在钱锺书提过几次的《法朗士私记》(Anatole France en pantoufles)中,有一则说,一次在某树林里,法朗士邂逅了一名“容易亲近的好女子”,大相爱悦,于是就地“一起品尝乡野乐趣”。就在法朗士与“他的女性合作者坐在长凳上做将起来,十分投入”,这时候,“突然冒出一个凶巴巴的乡村警察”,对他厉声喝道:“我监视您好久了,色狼!您叫什么?”

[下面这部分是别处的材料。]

PR #1343, opened 2026-04-10
feat: Propagate process context to profiles

nsavoire:
## Summary

Propagate OTel ProcessContext resource attributes (per [OTEP #4719](https://github.com/open-telemetry/oteps/pull/4719)) to the OTLP profile output so profiles can be correlated with the rest of the telemetry from the same service instance.

## Changes

processcontext:
 - `Info.Resource` is now a `*pcommon.Resource` (was `*resourcepb.Resource`), so resource attributes flow directly into the OTLP reporter without re-conversion. `convertAnyValue` handles all `AnyValue` variants including
  nested arrays/maps.
  - `WithMergedEnvVars(info, envVars)` enriches an `Info` with `OTEL_SERVICE_NAME` and `OTEL_RESOURCE_ATTRIBUTES`. Per the OTel resource SDK spec: keys and values are percent-encoded; on any decoding error the entire `OTEL_RESOURCE_ATTRIBUTES` value is discarded; duplicate keys within it resolve last-writer-wins; `OTEL_SERVICE_NAME` overrides `service.name` if both are set; values from the proto resource win over env-var-derived ones on collision.
  - `ResourceToContextKey(resource)` returns a stable key from the `(service.namespace, service.name, service.instance.id)` triplet — described as globally unique by the [semantic conventions](https://github.com/open-telemetry/semantic-conventions/blob/main/docs/registry/attributes/service.md). Used in `ResourceKey` for trace deduplication grouping.
 - `Info` is documented as immutable after publication; the embedded `*pcommon.Resource` is shared by pointer across the process-manager writer, the tracer event loop, and the reporter, and must be treated as read-only by all holders.

processmanager:
  - `SynchronizeProcess` defers the `processcontext.Read` until after `GetProcessMeta`, so env vars are available to merge in the same sync. `readProcessContext` returns `(Info, publish bool)`: `false` preserves the previously-published context on transient `ErrNoUpdate`/`ErrConcurrentUpdate`, `true` publishes a new context.

## Behaviour notes

  - Processes without an `OTEL_CTX` mapping are unchanged: `Info.Resource` stays nil, `ContextKey == NullString`, and bucketing falls back to the existing PID/container/executable keys.
  - Env-var-only fallback: a process that sets `OTEL_SERVICE_NAME` / `OTEL_RESOURCE_ATTRIBUTES` but doesn't publish a `ProcessContext` mapping still gets a Resource derived from those env vars.
- `setResourceAttributes` copies the process context attributes onto the emitted ResourceProfiles. eBPF-derived process.pid, container.id, and process.executable.* are added on top. APMServiceName, when set, takes precedence over the process context supplied service.name. This override is transitional and APMServiceName should be removed once ProcessContext is the canonical source of service identity.


processmanager/processinfo.go
```diff
@@ -828,23 +837,56 @@ func (pm *ProcessManager) ProcessedUntil(traceCaptureKTime times.KTime) {
...
+//
+// mappingAddr=0 means the mapping was not observed this sync; combined with
+// oldPublishedAtNs > 0 this signals it disappeared and the process context is
+// unpublished (returned context carries only env-vars-derived attributes).
+//
+// processMetaUpdated=true means either first sync or an exec was detected:
+// old process context is discarded and a rebuild is forced so new env vars
+// take effect even when context mapping is present.
+func readProcessContext(
+	mappingAddr uint64, pid libpf.PID, rm remotememory.RemoteMemory,
```
christos68k: Let's move this function to `processcontext.go`, since it's more coupled with that logic

Makefile
```diff
@@ -151,6 +152,9 @@ test-deps:
 
 TEST_INTEGRATION_BINARY_DIRS := tracer processmanager/ebpf support interpreter/golabels/integrationtests
 
+processctx-execs:
```
christos68k, line 149: Shouldn't we make this a requirement of `integration-test-binaries` ?

Makefile
christos68k, line 183:
```suggestion
integration-test-binaries: generate ebpf pprof-execs processctx-execs
```

processmanager/processinfo.go
```diff
@@ -129,12 +129,7 @@ func (pm *ProcessManager) getPidInformation(pid libpf.PID, pr process.Process,
 		return nil
 	}
 
-	meta := pr.GetProcessMeta(process.MetaConfig{IncludeEnvVars: pm.includeEnvVars})
```
christos68k, line 133: The eBPF code will first check for the presence of an entry in `pid_page_to_mapping_info` before it sends a trace to userspace. 

Removing this logic from this method and postponing process meta collection until after mappings have been processed, increases the race window from `UpdatePidPageMappingInfo` to process meta collection. Any traces that the kernel sends in that race window, will have no process metadata whatsoever.

One option is to keep this logic here so that basic process metadata is populated immediately and process context added after mappings have been processed.

Another option is to significantly refactor the code so that  `pm.ebpf.UpdatePidPageMappingInfo` isn't called until after process metadata including process context have been collected.

process/processcontext/processcontext.go
```diff
@@ -47,6 +53,12 @@ const (
 
 	// Offset of the MonotonicPublishedAtNs field in the header struct
 	monotonicPublishedAtNsOffset = libpf.Address(unsafe.Offsetof(header{}.MonotonicPublishedAtNs))
+
+	// resourceAttrKey is the environment variable name OpenTelemetry Resource information will be read from.
+	resourceAttrKey = "OTEL_RESOURCE_ATTRIBUTES"
+
+	// svcNameKey is the environment variable name that Service Name information will be read from.
+	svcNameKey = "OTEL_SERVICE_NAME"
```
christos68k, line 67: Doesn't seem like we're collecting these anywhere?

processmanager/processinfo.go
```diff
@@ -828,23 +837,56 @@ func (pm *ProcessManager) ProcessedUntil(traceCaptureKTime times.KTime) {
...
-	// Workaround to fix a CodeQL warning about potential for integer overflow when converting from uint64 to uintptr (libpf.Address)
-	addr := libpf.Address(mappingAddr & uint64(^libpf.Address(0)))
-	ctxInfo, err := processcontext.Read(addr, pr.GetRemoteMemory(), oldProcessContextInfo.PublishedAtNs, 0)
-	if err == nil {
-		return ctxInfo
-	}
-	if errors.Is(err, processcontext.ErrNoUpdate) {
-		return oldProcessContextInfo
+// readProcessContext reads the process context from a context mapping
+// (if any) and merges env-var-derived attributes in. Returns (info, true) to
```
christos68k: We should clarify what env-var-derived attributes are here. We can just mention the two specific env variables that we're merging (`OTEL_RESOURCE_ATTRIBUTES` and `OTEL_SERVICE_NAME`), or if we move this function into `processcontext.go`, can refer to `svcNameKey` and `resourceAttrKey`.

processmanager/processinfo.go
```diff
@@ -828,23 +837,56 @@ func (pm *ProcessManager) ProcessedUntil(traceCaptureKTime times.KTime) {
...
+		c, err := processcontext.Read(addr, rm, oldPublishedAtNs, 0)
+		switch {
+		case err == nil:
+			processCtx = c
+			processContextRead = true
+		case errors.Is(err, processcontext.ErrNoUpdate),
+			errors.Is(err, processcontext.ErrConcurrentUpdate):
+			// Note that if processMetaUpdated is true, the caller will discard the previous process context and therefore
+			// returning true or false makes no difference. Returning true in this case makes the intent clearer though.
+			return processcontext.Info{}, processMetaUpdated
```
christos68k: Shouldn't we merge the OTel env variables here?

```suggestion
			return processcontext.WithMergedEnvVars(processcontext.Info{}, envVars)
```

processmanager/processinfo.go
```diff
@@ -828,23 +837,56 @@ func (pm *ProcessManager) ProcessedUntil(traceCaptureKTime times.KTime) {
...
+		default:
+			log.Warnf("Failed to read ProcessContext for PID %d: %v", pid, err)
+			// Fail to read process context, publish a new empty process context.
+			return processcontext.Info{}, true
```
christos68k: Same here:


```suggestion
			return processcontext.WithMergedEnvVars(processcontext.Info{}, envVars)
```

christos68k (commented):
Did one pass, will go through it again

processmanager/processinfo.go
nsavoire: Indeed! I will revert the `GetProcessMeta` logic back here (first option).

Makefile
nsavoire: Not sure about this because it's different of other integration-test-binaries in the sense that it is not used by `integration-tests` gha job.
It has its own job (`integration-tests-processcontext`) because that runs on the host (and not qemu) because the qemu initramfs does not seem to allow loading shared libraries.

process/processcontext/processcontext.go
nsavoire: Right, I forgot to add them to `includeEnvVars`

processmanager/processinfo.go
nsavoire: Agreed

processmanager/processinfo.go
nsavoire: It's unclear how to handle the case where a process context mapping exists but we fail to read it. I figure it shouldn't hurt to factor in the environment variables anyway.

processmanager/processinfo.go
nsavoire: If process is not new / execed, we can keep the previous context.
Otherwise, I agree that we should merge the env variables.

processmanager/processinfo.go
nsavoire: Done

libpf/trace.go
```diff
@@ -139,6 +140,7 @@ type EbpfTrace struct {
 	FrameData        []uint64
 	KernelFrames     Frames
 	FrameDataBuf     [3072]uint64
+	Resource         *pcommon.Resource
```
fabled: Somehow I feel very bad about adding collector/reporter stuff in the `EbpfTrace` which should reflect the data from ebpf code. This also creates high possibility for package dependency loops.

Can this be added somewhere else? Or perhaps we should be the whole `trace.go` to a separate package?

.github/workflows/unit-test-on-pull-request.yml
```diff
@@ -198,3 +198,30 @@ jobs:
...
+        uses: ./.github/workflows/env
+      - name: Install musl-dev
+        run: |
+          sudo apt-get update -y
+          sudo apt-get -y --no-install-recommends --no-install-suggests install musl-dev
+      - name: Prepare processcontext integration test binaries
+        run: |
+          make processctx-execs
+      - name: Run processcontext integration tests
+        run: go test -exec sudo -v -tags integration ./processcontext/integrationtests/
```
fabled: Somehow I feel this should have a different tag and name form `integrationtests` because the runtime here is completely different.

This also should be ran through `make` so it can be ran locally easily.

processcontext/integrationtests/testdata/otel_process_ctx.c
```diff
@@ -0,0 +1,1166 @@
+// Unless explicitly stated otherwise all files in this repository are licensed
+// under the Apache License (Version 2.0). This product includes software
+// developed at Datadog (https://www.datadoghq.com/) Copyright 2025 Datadog,
+// Inc.
```
fabled: Shuold have standard otel copyright? This also looks like code copied from somewhere else. Could the upstream be documented?

processcontext/processcontext.go
fabled, line 1: I should have revied the original PR. But calling this package `processcontext` confuses me. Could this be renamed `otelcontext`?

processcontext/integrationtests/testdata/otel_process_ctx.c
nsavoire: This is from https://github.com/open-telemetry/sig-profiling/blob/main/process-context/c-and-cpp/otel_process_ctx.c
I will change the copyright

ivoanjo: (To be clear, as the author of `otel_process_ctx.c`, both me and @nsavoire are at Datadog and we've got ack on donating this work to otel)

processcontext/processcontext.go
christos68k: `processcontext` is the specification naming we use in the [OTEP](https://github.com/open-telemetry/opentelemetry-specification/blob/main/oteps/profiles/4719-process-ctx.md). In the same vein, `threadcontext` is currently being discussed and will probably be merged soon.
PR #1355, opened 2026-04-14
Minor cleanups

christos68k:
### Summary

- Small optimization and a documentation cleanup to BPF code
- Update to `EVENT_TYPE_RELOAD_KALLSYMS` inhibition logic (reduce chance of dropping events)

**EDIT:** I just saw @fabled comment [here](https://github.com/open-telemetry/opentelemetry-ebpf-profiler/pull/1349#issuecomment-4245339958) re: #1198, happy to drop the inhibition reorder part, if we're moving to something else.


tracer/events.go
```diff
@@ -83,8 +83,8 @@ func (t *Tracer) triggerReportEvent(data []byte) {
 	case support.EventTypeGenericPID:
 		t.handleGenericPID()
 	case support.EventTypeReloadKallsyms:
-		t.kernelSymbolizer.Reload()
```
christos68k, line 86: This can drop events as we stay inhibited for the entire duration of `t.kernelSymbolizer.Reload`. Note how `handleGenericPID` handles this correctly, by removing inhibition **before** it starts processing PIDs (though there it doesn't really matter as there's also extra logic that periodically drains the underlying `pid_events` map).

可是法朗士是大文豪,法兰西学院的院士,他对这个小小插曲,并没有慌忙,他只把自己的名片,外加一个埃居递给警察,就轻松了事了。甚至,事情还没有完,那粗人看到法朗士是院士,立刻“变得彬彬有礼”,还表示了如下的“抱歉”:请原谅,院士先生。我不知情,这地方什么人都来。……夫人穿着红裙子,像面旗子,老远就看得见。请勿见怪,假如夫人穿条黑裙子,不怎么显眼,那就好多了。凡事都得谨慎,对吗?否则我不会过来,不过我也就无幸与您相识了,院士先生!(施康强译本,44-45页)
我想起黄侃的“荒唐事”,也颇与之仿佛,只是下场不同。喻血轮《绮情楼杂记》云:“季刚生性狂放,不事边幅,民国八九年间,任北京大学讲师,教《说文》,对中国字学,讲解精辟,但学生心得极少,故每次考试,多不及格,学生苦之。